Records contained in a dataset
*** Block opens ***

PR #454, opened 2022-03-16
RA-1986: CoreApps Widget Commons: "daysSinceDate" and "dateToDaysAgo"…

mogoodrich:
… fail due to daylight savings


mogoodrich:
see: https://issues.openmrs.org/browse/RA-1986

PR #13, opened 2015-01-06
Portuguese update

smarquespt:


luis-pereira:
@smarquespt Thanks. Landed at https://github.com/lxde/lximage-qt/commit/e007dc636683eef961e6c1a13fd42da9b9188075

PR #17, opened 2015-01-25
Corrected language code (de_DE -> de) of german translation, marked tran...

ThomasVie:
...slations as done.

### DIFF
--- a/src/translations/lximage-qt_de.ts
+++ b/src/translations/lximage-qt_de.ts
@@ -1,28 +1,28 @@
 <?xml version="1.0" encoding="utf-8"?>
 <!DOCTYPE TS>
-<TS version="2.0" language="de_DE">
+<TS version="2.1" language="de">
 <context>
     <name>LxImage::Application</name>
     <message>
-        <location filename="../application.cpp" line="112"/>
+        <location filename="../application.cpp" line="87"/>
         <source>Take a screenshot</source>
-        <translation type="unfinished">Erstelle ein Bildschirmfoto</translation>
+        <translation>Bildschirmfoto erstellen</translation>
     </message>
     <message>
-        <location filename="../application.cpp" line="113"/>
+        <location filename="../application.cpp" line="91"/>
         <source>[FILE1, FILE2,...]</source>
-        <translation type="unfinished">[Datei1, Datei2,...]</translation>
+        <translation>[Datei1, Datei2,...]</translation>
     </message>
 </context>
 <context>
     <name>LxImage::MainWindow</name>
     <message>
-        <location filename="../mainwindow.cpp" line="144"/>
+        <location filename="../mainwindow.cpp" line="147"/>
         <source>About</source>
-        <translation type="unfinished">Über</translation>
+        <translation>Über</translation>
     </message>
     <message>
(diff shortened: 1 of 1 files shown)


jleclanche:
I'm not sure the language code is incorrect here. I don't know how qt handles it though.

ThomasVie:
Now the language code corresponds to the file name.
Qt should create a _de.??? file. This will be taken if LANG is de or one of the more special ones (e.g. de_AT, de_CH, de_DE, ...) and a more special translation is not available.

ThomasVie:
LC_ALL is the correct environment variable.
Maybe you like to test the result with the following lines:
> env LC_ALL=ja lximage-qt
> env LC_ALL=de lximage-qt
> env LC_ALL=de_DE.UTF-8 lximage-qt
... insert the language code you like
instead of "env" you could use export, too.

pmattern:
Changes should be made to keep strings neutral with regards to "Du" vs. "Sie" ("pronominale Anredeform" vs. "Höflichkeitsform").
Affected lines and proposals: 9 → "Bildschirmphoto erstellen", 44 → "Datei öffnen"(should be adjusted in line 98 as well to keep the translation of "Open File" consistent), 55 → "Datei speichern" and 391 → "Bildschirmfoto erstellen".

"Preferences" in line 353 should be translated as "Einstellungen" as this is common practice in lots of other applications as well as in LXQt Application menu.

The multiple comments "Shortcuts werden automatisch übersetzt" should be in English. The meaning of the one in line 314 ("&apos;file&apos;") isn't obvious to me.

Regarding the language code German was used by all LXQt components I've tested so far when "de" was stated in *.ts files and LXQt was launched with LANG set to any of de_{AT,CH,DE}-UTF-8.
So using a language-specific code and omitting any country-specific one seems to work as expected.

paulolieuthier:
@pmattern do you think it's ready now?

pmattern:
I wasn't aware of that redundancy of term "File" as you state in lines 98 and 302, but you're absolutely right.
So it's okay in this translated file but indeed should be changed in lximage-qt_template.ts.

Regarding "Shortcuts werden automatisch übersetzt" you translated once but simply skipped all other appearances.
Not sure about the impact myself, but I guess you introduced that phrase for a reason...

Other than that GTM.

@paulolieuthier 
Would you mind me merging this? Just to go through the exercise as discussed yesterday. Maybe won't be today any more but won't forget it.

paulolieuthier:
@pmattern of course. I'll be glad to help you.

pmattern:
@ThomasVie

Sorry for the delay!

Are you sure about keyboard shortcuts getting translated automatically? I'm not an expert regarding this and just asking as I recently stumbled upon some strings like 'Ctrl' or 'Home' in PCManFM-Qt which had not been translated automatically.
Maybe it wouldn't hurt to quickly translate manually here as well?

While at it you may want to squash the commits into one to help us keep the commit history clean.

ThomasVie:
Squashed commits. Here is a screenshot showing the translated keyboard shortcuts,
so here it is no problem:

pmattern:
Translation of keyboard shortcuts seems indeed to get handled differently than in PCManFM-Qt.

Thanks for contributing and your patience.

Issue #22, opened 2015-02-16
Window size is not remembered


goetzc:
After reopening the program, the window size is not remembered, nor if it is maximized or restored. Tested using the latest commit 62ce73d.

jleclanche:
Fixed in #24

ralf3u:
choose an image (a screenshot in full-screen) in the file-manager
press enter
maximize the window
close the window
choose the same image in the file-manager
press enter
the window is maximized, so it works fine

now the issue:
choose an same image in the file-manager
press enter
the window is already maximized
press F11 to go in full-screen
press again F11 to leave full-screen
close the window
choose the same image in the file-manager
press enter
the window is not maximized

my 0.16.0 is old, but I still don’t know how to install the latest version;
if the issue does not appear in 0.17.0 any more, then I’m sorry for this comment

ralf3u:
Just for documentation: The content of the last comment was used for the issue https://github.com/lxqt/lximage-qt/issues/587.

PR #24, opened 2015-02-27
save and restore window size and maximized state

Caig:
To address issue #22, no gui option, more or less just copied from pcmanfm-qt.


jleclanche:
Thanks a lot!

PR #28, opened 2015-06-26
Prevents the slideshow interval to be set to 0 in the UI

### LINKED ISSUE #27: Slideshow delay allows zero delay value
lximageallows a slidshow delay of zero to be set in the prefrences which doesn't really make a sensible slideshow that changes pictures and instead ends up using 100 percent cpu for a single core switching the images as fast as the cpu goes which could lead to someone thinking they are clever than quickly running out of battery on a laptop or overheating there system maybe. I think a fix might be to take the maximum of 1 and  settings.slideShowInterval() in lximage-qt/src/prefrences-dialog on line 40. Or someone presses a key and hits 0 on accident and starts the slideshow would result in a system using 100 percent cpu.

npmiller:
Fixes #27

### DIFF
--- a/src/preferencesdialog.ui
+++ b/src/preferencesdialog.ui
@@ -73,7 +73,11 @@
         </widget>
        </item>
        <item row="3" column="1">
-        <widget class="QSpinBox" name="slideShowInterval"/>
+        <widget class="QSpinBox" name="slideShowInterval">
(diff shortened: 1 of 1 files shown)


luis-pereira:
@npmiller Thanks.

*** Block closes ***

● Work item
Among the records, find every line holding the word "which" and copy it.

● Output
Are you sure about keyboard shortcuts getting translated automatically? I'm not an expert regarding this and just asking as I recently stumbled upon some strings like 'Ctrl' or 'Home' in PCManFM-Qt which had not been translated automatically.
lximageallows a slidshow delay of zero to be set in the prefrences which doesn't really make a sensible slideshow that changes pictures and instead ends up using 100 percent cpu for a single core switching the images as fast as the cpu goes which could lead to someone thinking they are clever than quickly running out of battery on a laptop or overheating there system maybe. I think a fix might be to take the maximum of 1 and  settings.slideShowInterval() in lximage-qt/src/prefrences-dialog on line 40. Or someone presses a key and hits 0 on accident and starts the slideshow would result in a system using 100 percent cpu.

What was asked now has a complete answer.